Not sure really suggestions :thumb:



Buck said:


> Very nice Bill. Had thought of upgrading my Mk6 GTD but can't decide whether to stick with current or go for a Mk7 GTD or something completely different !!


The GTD really is a great car give some performance with good mpg and road tax is £20 ! We have the 3 year service plan( managed to get that chucked in as well as a good discount )


----------



## B17BLG (Jun 26, 2012)

Wouldn't mind one as a company car actually! Looks brilliant


----------



## WHIZZER (Oct 25, 2005)




----------



## Starfox (Sep 22, 2012)

Looks awesome - very jealous, I would love a GTD MK7. I am going to look at a MK6 GTD hopefully today...


----------



## John74 (Mar 12, 2007)

Just looked up the spec of these , very nice I want one now lol


----------



## WHIZZER (Oct 25, 2005)

Cleaned and protected


----------



## Leicesterdave (Jan 25, 2012)

Stunning motor- love the Mk7's!


----------



## 182_Blue (Oct 25, 2005)

WHIZZER said:


> Cleaned and protected


Looks good :thumb:


----------



## Bristle Hound (May 31, 2009)

Looks gorgeous! :thumb:

What products did you use?


----------



## Alan W (May 11, 2006)

Bristle Hound said:


> Looks gorgeous! :thumb:
> 
> What products did you use?


Might be Zaino  or perhaps not! :lol:

Alan W


----------



## WHIZZER (Oct 25, 2005)

Bristle Hound said:


> Looks gorgeous! :thumb:
> 
> What products did you use?


Some Zaino , sonax, Gtechniq :thumb:


----------



## DIESEL DAVE (Jul 26, 2007)

Lovely motor bud, bet it goes well, I had a new remapped 140tdi 4motion Golf that really shifted.


----------



## WHIZZER (Oct 25, 2005)

DIESEL DAVE said:


> Lovely motor bud, bet it goes well, I had a new remapped 140tdi 4motion Golf that really shifted.

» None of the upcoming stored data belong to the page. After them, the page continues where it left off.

PR #159, opened 2026-05-04
feat: add operator-specific Prometheus metrics

daanvinken:
**Description**

Adds custom Prometheus metrics for ValkeyCluster observability. The default controller-runtime metrics (reconcile counts, workqueue depth) don't expose operator-specific information.

New metrics:

- `valkey_operator_cluster_state_info` - gauge with state label (Initializing, Ready, Reconciling, Degraded, Failed), value 1 for current state, 0 for all others
- `valkey_operator_cluster_shards` - total shard count per cluster
- `valkey_operator_cluster_shards_ready` - ready shard count per cluster
- `valkey_operator_failovers_total` - counter for proactive failover events
- `valkey_operator_slot_migration_batches_total` - counter for completed slot migration batches (scale-out and scale-in)

Gauge metrics are cleaned up when a ValkeyCluster is deleted. All metrics (gauges and counters) are cleaned up when a ValkeyCluster is deleted to prevent cardinality leaks.

Uses `valkey_cluster` label instead of `cluster` to avoid conflicts in multi-cluster Prometheus setups ([context](https://github.com/cloudnative-pg/cloudnative-pg/issues/2501)). Uses `ClusterState` constants from API types to avoid string mismatches.

**Testing**

Unit tests pass. Deployed to a local kind cluster with a 3-shard 1-replica cluster and scraped the metrics endpoint:

```
$ curl -s http://localhost:8443/metrics | grep valkey_operator_cluster

# HELP valkey_operator_cluster_state_info Information about a ValkeyCluster. Value is 1 for the current state, 0 for all others.
# TYPE valkey_operator_cluster_state_info gauge
valkey_operator_cluster_state_info{valkey_cluster="failover-test",namespace="default",state="Degraded"} 0
valkey_operator_cluster_state_info{valkey_cluster="failover-test",namespace="default",state="Failed"} 0
valkey_operator_cluster_state_info{valkey_cluster="failover-test",namespace="default",state="Initializing"} 0
valkey_operator_cluster_state_info{valkey_cluster="failover-test",namespace="default",state="Ready"} 1
valkey_operator_cluster_state_info{valkey_cluster="failover-test",namespace="default",state="Reconciling"} 0
# HELP valkey_operator_cluster_shards Total number of shards in a ValkeyCluster.
# TYPE valkey_operator_cluster_shards gauge
valkey_operator_cluster_shards{valkey_cluster="failover-test",namespace="default"} 3
# HELP valkey_operator_cluster_shards_ready Number of ready shards in a ValkeyCluster.
# TYPE valkey_operator_cluster_shards_ready gauge
valkey_operator_cluster_shards_ready{valkey_cluster="failover-test",namespace="default"} 3
```

### DIFF
--- a/internal/controller/metrics.go
+++ b/internal/controller/metrics.go
@@ -1,0 +1,97 @@
+/*
+Copyright 2025 Valkey Contributors.
+
+Licensed under the Apache License, Version 2.0 (the "License");
+you may not use this file except in compliance with the License.
+You may obtain a copy of the License at
+
+    http://www.apache.org/licenses/LICENSE-2.0
+
+Unless required by applicable law or agreed to in writing, software
+distributed under the License is distributed on an "AS IS" BASIS,
+WITHOUT WARRANTIES OR CONDITIONS OF ANY KIND, either express or implied.
+See the License for the specific language governing permissions and
+limitations under the License.
+*/
+
+package controller
+
+import (
+	"github.com/prometheus/client_golang/prometheus"
+	"sigs.k8s.io/controller-runtime/pkg/metrics"
+
+	valkeyiov1alpha1 "valkey.io/valkey-operator/api/v1alpha1"
+)
+
+var (
+	clusterInfo = prometheus.NewGaugeVec(
+		prometheus.GaugeOpts{
+			Name: "valkey_operator_cluster_info",
+			Help: "Information about a ValkeyCluster. Value is always 1, state is in the label.",
+		},
+		[]string{"cluster", "namespace", "state"},
+	)
+
+	clusterShards = prometheus.NewGaugeVec(
+		prometheus.GaugeOpts{
+			Name: "valkey_operator_cluster_shards",
+			Help: "Total number of shards in a ValkeyCluster.",
+		},
+		[]string{"cluster", "namespace"},
+	)
+
+	clusterShardsReady = prometheus.NewGaugeVec(
+		prometheus.GaugeOpts{
+			Name: "valkey_operator_cluster_shards_ready",
+			Help: "Number of ready shards in a ValkeyCluster.",
+		},
+		[]string{"cluster", "namespace"},
+	)
+
+	failoversTotal = prometheus.NewCounterVec(
+		prometheus.CounterOpts{
+			Name: "valkey_operator_failovers_total",
+			Help: "Total number of failover events.",
+		},
+		[]string{"cluster", "namespace", "type"},
+	)
+
+	slotMigrationsTotal = prometheus.NewCounterVec(
+		prometheus.CounterOpts{
+			Name: "valkey_operator_slot_migrations_total",
+			Help: "Total number of slot migration batches completed.",
+		},
+		[]string{"cluster", "namespace"},
+	)
+)
+
+func init() {
+	metrics.Registry.MustRegister(
+		clusterInfo,
+		clusterShards,
+		clusterShardsReady,
+		failoversTotal,
+		slotMigrationsTotal,
+	)
+}
+
+// clusterStates lists all possible ValkeyCluster states for metric cleanup.
+var clusterStates = []string{"Ready", "Reconciling", "Degraded", "Failed"}
+
+// updateClusterMetrics sets the Prometheus gauges for a ValkeyCluster.
+func updateClusterMetrics(cluster *valkeyiov1alpha1.ValkeyCluster) {
+	name := cluster.Name
+	ns := cluster.Namespace
+
+	// Set info gauge: 1 for current state, 0 for all others
+	for _, s := range clusterStates {
+		val := float64(0)
+		if string(cluster.Status.State) == s {
+			val = 1
+		}
+		clusterInfo.WithLabelValues(name, ns, s).Set(val)
+	}
+
+	clusterShards.WithLabelValues(name, ns).Set(float64(cluster.Status.Shards))
+	clusterShardsReady.WithLabelValues(name, ns).Set(float64(cluster.Status.ReadyShards))
+}
--- a/internal/controller/metrics.go
+++ b/internal/controller/metrics.go
@@ -32,7 +32,7 @@ var (
 			Name: "valkey_operator_cluster_state_info",
 			Help: "Information about a ValkeyCluster. Value is 1 for the current state, 0 for all others.",
 		},
-		[]string{"valkey_cluster", "namespace", "state"},
+		[]string{"valkey_cluster", "target_namespace", "state"},
 	)
 
 	clusterShards = factory.NewGaugeVec(
@@ -40,7 +40,7 @@ var (
 			Name: "valkey_operator_cluster_shards",
 			Help: "Total number of shards in a ValkeyCluster.",
 		},
-		[]string{"valkey_cluster", "namespace"},
+		[]string{"valkey_cluster", "target_namespace"},
 	)
 
 	clusterShardsReady = factory.NewGaugeVec(
@@ -48,7 +48,7 @@ var (
 			Name: "valkey_operator_cluster_shards_ready",
 			Help: "Number of ready shards in a ValkeyCluster.",
 		},
-		[]string{"valkey_cluster", "namespace"},
+		[]string{"valkey_cluster", "target_namespace"},
 	)
 
 	failoversTotal = factory.NewCounterVec(
@@ -56,7 +56,7 @@ var (
 			Name: "valkey_operator_failovers_total",
 			Help: "Total number of failover events.",
 		},
-		[]string{"valkey_cluster", "namespace", "type"},
+		[]string{"valkey_cluster", "target_namespace", "type"},
 	)
 
 	slotMigrationBatchesTotal = factory.NewCounterVec(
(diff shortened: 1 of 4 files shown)


Preisschild:
It might make sense to avoid using `cluster` (instead something like `valkey_cluster`) as label, since the `cluster` label is often used (and hardcoded in various open source dashboards) to refer to a kubernetes cluster, which might lead to conflicts in case the valkey-operator runs in a multi-k8s-cluster - centralized prometheus setup.


There is a similar issue in CloudNativePG: 
https://github.com/cloudnative-pg/cloudnative-pg/issues/2501

internal/controller/metrics.go
```diff
@@ -0,0 +1,97 @@
...
+		clusterInfo,
+		clusterShards,
+		clusterShardsReady,
+		failoversTotal,
+		slotMigrationsTotal,
+	)
+}
+
+// clusterStates lists all possible ValkeyCluster states for metric cleanup.
+var clusterStates = []string{"Ready", "Reconciling", "Degraded", "Failed"}
```
bjosv: As a detail, we have these defined in `api/v1alpha1/valkeycluster_types.go`,
so we could have a `[]valkeyiov1alpha1.ClusterState` and then use that for checking to avoid a string mismatch.
Then we do `clusterInfo.WithLabelValues(name, ns, string(s)).Set(val)`  instead.

We will still have to make sure we don't forget to add a new state to the list though..

daanvinken:
Ah yes good call, we are relabelling for that exact use case as well. Returning from PTO 05/26 - will have a look

internal/controller/metrics.go
```diff
@@ -0,0 +1,112 @@
...
+		prometheus.CounterOpts{
+			Name: "valkey_operator_failovers_total",
+			Help: "Total number of failover events.",
+		},
+		[]string{"valkey_cluster", "namespace", "type"},
+	)
+
+	slotMigrationsTotal = prometheus.NewCounterVec(
+		prometheus.CounterOpts{
+			Name: "valkey_operator_slot_migrations_total",
```
bjosv: This is counting the number of slot migration calls, with currently max rebalanceSlotBatchSize = 400 slots in each batch.
Maybe the name should be `valkey_operator_slot_migration_batches_total` then. 

A `valkey_operator_slot_migrations_total`  should probably count the number of migrated slots  instead (increase with the size of move.Slots).

internal/controller/valkeycluster_controller.go
```diff
@@ -1028,6 +1018,7 @@ func (r *ValkeyClusterReconciler) rebalanceSlots(ctx context.Context, cluster *v
 		}
 		return false, err
 	}
+	slotMigrationsTotal.WithLabelValues(cluster.Name, cluster.Namespace).Inc()
```
bjosv: This is only counting the number of migrated batches on a scale-out, we also have the scale-in scenario in `drainExcessShards`.

internal/controller/metrics.go
```diff
@@ -0,0 +1,112 @@
...
+	clusterShardsReady.WithLabelValues(name, ns).Set(float64(cluster.Status.ReadyShards))
+}
+
+// deleteClusterMetrics removes all gauge metrics for a deleted ValkeyCluster.
+func deleteClusterMetrics(name, namespace string) {
+	for _, s := range clusterStates {
+		clusterInfo.DeleteLabelValues(name, namespace, string(s))
+	}
+	clusterShards.DeleteLabelValues(name, namespace)
+	clusterShardsReady.DeleteLabelValues(name, namespace)
```
bjosv, line 95: failoverTotal and slotMigrationsTotal not delete here, but maybe we shouldn't?

internal/controller/metrics.go
```diff
@@ -0,0 +1,112 @@
...
+	"github.com/prometheus/client_golang/prometheus"
+	"sigs.k8s.io/controller-runtime/pkg/metrics"
+
+	valkeyiov1alpha1 "valkey.io/valkey-operator/api/v1alpha1"
+)
+
+var (
+	clusterInfo = prometheus.NewGaugeVec(
+		prometheus.GaugeOpts{
+			Name: "valkey_operator_cluster_info",
```
bjosv: Alternative:
```suggestion
			Name: "valkey_operator_cluster_state_info",
```

bjosv (commented):
Thanks for putting time on this!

Indeed its a good drive :thumb:


----------



## johanr77 (Aug 4, 2011)

Buck said:


> Very nice Bill. Had thought of upgrading my Mk6 GTD but can't decide whether to stick with current or go for a Mk7 GTD or something completely different !!


I went from a mk6 GTD to a mk7 GTD and while many things on the mk7 are better I would say the engine particularly fuel economy hasn't been a patch on the mk6.

I'm struggling to get 44mpg commuting compared to nigh on 50mpg in the mk6 and with the smaller tank the range is pretty poor for a diesel. Worth keeping in mind if the diesel economy is something you'd be looking for.


----------



## MEH4N (Mar 15, 2012)

Lovely car that. Enjoy..


----------



## burtross (Sep 17, 2007)

Very nice...

I've not long taken delivery of a mk7 R, out of interest how do you rate the paintwork?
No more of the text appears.